Lifestyle and Other Factors
Circadian Rhythm and Sleep
A distinctive characteristic of cluster headache is the cyclical nature of attacks and periods, which is consistent with research identifying the hypothalamus, sleep, and melatonin as key factors in the disorder. The maintenance of circadian rhythms is of utmost importance for persons with cluster headache, as disrupted sleep patterns, changing work shifts, and jet lag may provoke attacks.1 Rates of sleep apnea are also higher in people with cluster headache vs the general population. Treatment of sleep-disordered breathing has resulted in reduced or resolved cluster headache burden.22 Daily schedules and sleep patterns must be reviewed with all cluster headache patients to optimize disease management (Table 2).

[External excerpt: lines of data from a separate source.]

PR #8859, opened 2015-09-19
Fix coffelint error causing Travis builds to fail

izuzak:
Currently, running coffeelint produces this error and causes Travis builds to fail:

```
Running "coffeelint:src" (coffeelint) task
src/command-installer.coffee
  ✖  line 73  Line contains inconsistent indentation  Expected 2 got 0
✖ 1 error
Warning: Task "coffeelint:src" failed. Use --force to continue.
Error: Task "coffeelint:src" failed.
```

See clutchski/coffeelint#189 for more information on this problem and suggested approach, and for a different place in Atom where this approach is used see this:

https://github.com/atom/atom/blob/ca39c106d6570b7e46129dd445dde3b9ba84cf9f/src/config.coffee#L984

cc @mnquintana @kevinsawicki for :eyes: and :thought_balloon: in case there's a better way to fix this.

### DIFF
--- a/src/command-installer.coffee
+++ b/src/command-installer.coffee
@@ -70,7 +70,7 @@ module.exports =
           try
             error = null
             symlinkCommandWithPrivilegeSync(commandPath, destinationPath)
-          catch error
-            undefined
+          catch err
+            error = err
 
         callback?(error)
--- a/src/command-installer.coffee
+++ b/src/command-installer.coffee
@@ -71,5 +71,6 @@ module.exports =
             error = null
             symlinkCommandWithPrivilegeSync(commandPath, destinationPath)
           catch error
+            undefined
 
         callback?(error)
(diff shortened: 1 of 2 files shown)


as-cii:
Sorry guys for chiming in, but I think we have one more linting problem which should probably be addressed in this PR (see https://travis-ci.org/atom/atom/jobs/81269172):

```
src/workspace.coffee
  ⚠  line 936  Unnecessary fat arrow
```

(It seems like using `->` should be enough to fix it.)

As for the issue in `command-installer.coffee`, what about assigning the error variable in the `catch` block? e.g.

```coffee
catch err
  error = err
```

It's a bit redundant but on the other hand I like its explicitness (the first time I read the code it wasn't immediately clear to me that we were interested in assigning the error).

It seems okay to use `undefined` if we care about the return value (as I think we do in https://github.com/atom/atom/blob/ca39c106d6570b7e46129dd445dde3b9ba84cf9f/src/config.coffee#L984), but in this specific scenario it feels a bit misleading.

P.s. thanks @izuzak for addressing this! :clap:

izuzak:
Both those suggestions make sense to me, @as-cii -- we're now living in that future as of d798559 and fd9f483. :smile_cat:  Thanks for the suggestions!

nathansobo:
:+1:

Contributing Lifestyle Factors
Cigarette smoking is more prevalent in patients with cluster headache than in the general population, although rates havedecreased in parallel. A history of cigarette smoking may influence medication response, although further study is needed to understand this association.23 For patients with CCH or those with ECH in a susceptible period, alcohol and high altitude (or altitude changes) are attack triggers that should be discussed and periodically revisited with patients to develop strategies for relevant circumstances (eg, ski trips, celebrations with alcohol; Table 2).
Aggravating Conditions
There are subpopulations of people with cluster headache who historically have poor responses or limitations to preventive therapies. In general, those with CCH do not respond to treatment as well as those with ECH, possibly due to central sensitization that occurs in the chronic state.23 Those whose cluster headache disorder begins after age 50 may also face challenges in successful treatment, hormonal functions potentially playing a role in this resistance.23
Special Populations
Although approximately 50% of women with cluster headache who have been pregnant report improvement during pregnancy,24 management of cluster headache when it does persist in pregnancy is essential. Lidocaine nerve blocks are safely used during pregnancy and lactation, although efficacy (particularly for nerve blocks without steroid) may be limited (Table 2).25 Cluster headache prevention in children is based on case reports and anecdotal evidence.25 Safety and efficacy of neuromodulatory devices in both of these populations will require further study (see Migraine in Children and Migraine During Pregnancy in this issue.)
Conclusion
Mainstay therapies for cluster headache prevention often lack rigorous evidence-based support for their use. Given the difficulties in formally studying treatment effects in cluster headache, patient reports and experiential or serendipitous evidence have helped form additional preventive regimens. Emerging preventive therapies are on the horizon and may offer an alternative or adjunctive therapy for those still seeking clinically meaningful relief. Clinicians and researchers should seek to capitalize on the unique nature of cluster headache in the discovery and optimization of care in this disorder, including lifestyle modification and consideration of patient-identified treatment measures.
Disclosures
ES has received research funding from the Wallace Research Foundation, Cluster Headache-Trigeminal Autonomic Cephalalgia (CH-TAC), LLC, and Clusterbusters. CG is a member of the scientific advisory board for Alder Biopharmaceuticals, Amgen/Novartis, Biohaven, and Cipla and on the speaker’s bureau for Amgen/Novartis, Lilly, and Promius. He is the principal investigator for the clinical trial of fremanezumab sponsored by Teva.